What is required: In the data, extract each line that holds the string "list".

** Data excerpts follows **

PR #569, opened 2026-06-09
Don't build the embedded stdlib or copy the trunk SwiftBridging header on Android CI

finagolfin:
The Android CI is [broken right now only because we're building the embedded stdlib unnecessarily](https://ci.swift.org/job/oss-swift-package-swift-sdk-for-android/503/console), and that is currently broken on most linux toolchain CI, swiftlang/swift#89753. Disable it as [we just throw out the results](https://github.com/swiftlang/swift-docker/blob/05c46ef7c5867f040460def72f1497b76af32d71/swift-ci/sdks/android/scripts/build.sh#L664) anyway.

Let me test this locally and it should be ready to go.

### DIFF
--- a/swift-ci/sdks/android/scripts/build.sh
+++ b/swift-ci/sdks/android/scripts/build.sh
@@ -496,6 +496,7 @@ for arch in $archs; do
             --xctest --install-xctest \
             --swift-testing --install-swift-testing \
             --swift-testing-macros --install-swift-testing-macros \
+            --build-embedded-stdlib=False \
             --cross-compile-build-swift-tools=False \
             --libdispatch-cmake-options=-DCMAKE_SHARED_LINKER_FLAGS= \
             --foundation-cmake-options=-DCMAKE_SHARED_LINKER_FLAGS= \
--- a/swift-ci/sdks/android/scripts/build.sh
+++ b/swift-ci/sdks/android/scripts/build.sh
@@ -654,7 +654,10 @@ for arch in $archs; do
     quiet_pushd ${sdk_staging}/${arch}/usr
         rm -rf bin lib/clang local
         rm -r include/*
-        cp -r ${swift_source_dir}/swift/lib/ClangImporter/SwiftBridging/{module.modulemap,swift} include/
+        # No longer needed in trunk snapshots and PRs
+        if [[ $swift_version != DEVELOPMENT-SNAPSHOT-* && $swift_version != PR ]]; then
+            cp -r ${swift_source_dir}/swift/lib/ClangImporter/SwiftBridging/{module.modulemap,swift} include/
+        fi
 
         arch_triple="$arch-linux-android"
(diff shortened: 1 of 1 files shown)


DougGregor:
I think https://github.com/swiftlang/swift/pull/89753 will unbreak the CI. My other PR doesn't have this fix.

finagolfin:
I didn't even really notice we're building embedded till now, so it was pretty stable, :+1: just a waste to keep building it and then throwing it out. If we ever ship an embedded subset for Android, we'll enable this again.

finagolfin:
Alright, worked fine locally, ready for review.

finagolfin:
Added another commit to fix [a CI failure when bundling](https://ci.swift.org/job/oss-swift-package-swift-sdk-for-android/511/console), ready to go in, @justice-adams-apple.

finagolfin:
Updated the bridging fix so it should only affect trunk, where this header was moved, swiftlang/swift#88748.

finagolfin:
@shahmishal, this will fix the Android CI, ready to go.

finagolfin:
Noticed that this would likely still break for [the less commonly-run trunk PR CI](https://ci.swift.org/job/swift-PR-swift-sdk-for-android/79/console), so updated with a fix for that too.

DougGregor:
I want to poke at the "why?" here a little more. Embedded can be useful even for non-embedded targets because it doesn't require a runtime underneath, so you get independent binaries with smaller code size. I think Android users can benefit from that as well.

finagolfin:
Sure, the problem is that nobody that I know of has gotten the Embedded subset compiled for Android, so [the flag that would enable it is disabled by default](https://github.com/swiftlang/swift/blob/f38c3c7d7ef0366d5c8f6cb67b1f887c7320c830/utils/build_swift/build_swift/driver_arguments.py#L1295) and isn't wired up to build for Android anyway. However, since this `--build-embedded-stdlib` flag is enabled by default, we unnecessarily build the Embedded subset for linux/glibc alone on the Android CI, only to throw it out when creating the final Android bundle. All this pull does is stop wasting time building that linux/glibc Embedded stdlib on the Android CI.

As for getting the Embedded subset for Android going, there was broad agreement that it would be useful when the @swiftlang/android-workgroup discussed it a couple times last year, but nobody has stepped up to build it, or seemingly even tried to, as nobody brought it up this year.

I think we all agree that we'd like to have it, but nobody has stepped up to provide it, while this pull has no effect on Embedded Android.

finagolfin:
In case it is unclear what I'm talking about, take a look at the failing build command in my first link in the OP, where the Embedded stdlib for linux-gnu was failing. We never built the Embedded stdlib for Android on the Android CI, so this pull simply disables building that linux-gnu Embedded stdlib alone.

shahmishal:
Going to merge this to unblock Android CI.

PR #429, opened 2024-11-11
Configurable user IDs

etcwilde:
When working with these containers to debug issues locally, it's sometimes useful to have the source directory live on the host, while building in the container. In order for permissions to line up, the user ID numbers need to match or the build-user may not be able to create the necessary directories.

This patch allows setting the build-user user ID so that the permissions line up and the user in the container and host can manipulate the files.

Override the build user ID with the current user's ID is done with the following command to ensure that the permissions on any volumes are kept in sync is the following:
`docker build --build-arg BUILD_USER_ID=$(id -u) ...`

PR #572, opened 2026-06-22
UBI9: Configurable build user id

etcwilde:
Making the builder-user ID configurable through the docker invocation means that folks can use volumes to map an existing Swift checkout on their host into the container to build in this environment without running into issues with permissions in the build directory.

e.g. `docker build --build-arg BUILD_USER_ID=$(id -u) ...`

By default, the `BUILD_USER_ID` is `42`, matching the existing setup.


etcwilde:
Closing in favor of https://github.com/swiftlang/swift-docker/pull/429.

PR #573, opened 2026-06-22
[windows][lldb] fix Visual Studio path

charles-zablit:
The Visual Studio path is incorrect, causing the build to fail.

This patch fixes it.


shahmishal (approved):

compnerd:
The path was correct - we should be using 64-bit visual studio, not 32-bit.

PR #578, opened 2026-07-02
Fix various issues with the Static Linux SDK build script

Cyberbeni:
All the changes should be self-explanatory
cc @al45tair


Cyberbeni:
ping @shahmishal @justice-adams-apple @al45tair

PR #581, opened 2026-07-20
[ubuntu 2604] use bsdtar on 26.04

justice-adams-apple:
working around an issue with tar in 26.04.

Shown to work in CI


shahmishal (approved):

justice-adams-apple:
Only failing 6.4x until the toolchain is set up, should be good to go

PR #582, opened 2026-07-22
[android] Build Android Embedded Swift stdlib

finnvoor:
Adds an `-embedded` variant of the android sdk.

Depends on https://github.com/swiftlang/swift/pull/90768 and https://github.com/swiftlang/swift/pull/90886

cc @finagolfin

### DIFF
--- a/swift-ci/sdks/android/scripts/build.sh
+++ b/swift-ci/sdks/android/scripts/build.sh
@@ -496,7 +496,6 @@ for arch in $archs; do
             --xctest --install-xctest \
             --swift-testing --install-swift-testing \
             --swift-testing-macros --install-swift-testing-macros \
-            --build-embedded-stdlib=False \
             --cross-compile-build-swift-tools=False \
             --libdispatch-cmake-options=-DCMAKE_SHARED_LINKER_FLAGS= \
             --foundation-cmake-options=-DCMAKE_SHARED_LINKER_FLAGS= \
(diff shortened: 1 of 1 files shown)


finagolfin:
Thanks, have you tried building this yourself and using the resulting SDK bundle?

finagolfin:
Never mind, see that you did.

finagolfin:
I wonder if we should register the embedded SDK as a separate SDK bundle, like I think wasm does. That way, there is no collision between the target triples.

finnvoor:
Makes sense, tried that and tested locally and the SDK layout works (https://github.com/finnvoor/swift-docker/commit/9df7edc0dd8618d500ef82c14f502eb39a9ba684), but I ran into an Android-specific Swift Build issue: the Android platform plugin currently overrides SDK toolsets with [`overrideToolsetAbsolutePaths: []`](https://github.com/swiftlang/swift-build/blob/7f96ee0e8aa8a35fe84f3e80932eb9e456356d10/Sources/SWBAndroidPlatform/Plugin.swift#L173-L180), so the `embedded-toolset.json` from the `-embedded` SDK is ignored. Passing the same toolset explicitly works, so the packaging is fine, but the SDK-bundled toolset is not applied for Android yet. So just running `swift build --swift-sdk <sdk-id>_android-embedded --triple aarch64-unknown-linux-android23` doesn't apply the embedded toolset yet.

finagolfin:
Yeah, that is a known issue that I just discussed with the author of that internal build logic: I will try to re-enable toolsets for Android soon, then we'll see if this works with your new config. Meanwhile, keep this pull ready with whatever config you need, don't see any new toolset added here yet?

finnvoor:
sounds good, PR updated with standalone embedded sdk. Everything should work once the toolset makes it through swift build.

PR #585, opened 2026-08-07
Debian 10: Update apt sources.list file

etcwilde:
Debian 10 packages are no longer at the 'http://deb.debian.org' path as the distro is very old. Packages are now located at 'http://archive.debian.org'. Updating the `sources.list` file in the image to point at the appropriate location.


shahmishal:
We should drop Debian 10, its no longer supported

etcwilde:
Hmm, CI does not like it when I remove that file.

PR #586, opened 2026-08-07
Static Linux: Add LLVM_TARGETS_TO_BUILD to set architectures explicitly

MaxDesiatov:
We're not supposed to build with AMDGPU LLVM backend here, otherwise this leads to unsupported code paths:

```
 /home/build-user/source/swift-project/llvm-project/llvm/lib/Target/AMDGPU/AMDGPUInstCombineIntrinsic.cpp:1211: error: invalid conversion from 'llvm::Value*' to 'llvm::CallInst*' [-fpermissive]
```

rdar://184231422


shahmishal:
cc: @al45tair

** End of Data excerpts **

Finished task:
Debian 10: Update apt sources.list file
Debian 10 packages are no longer at the 'http://deb.debian.org' path as the distro is very old. Packages are now located at 'http://archive.debian.org'. Updating the `sources.list` file in the image to point at the appropriate location.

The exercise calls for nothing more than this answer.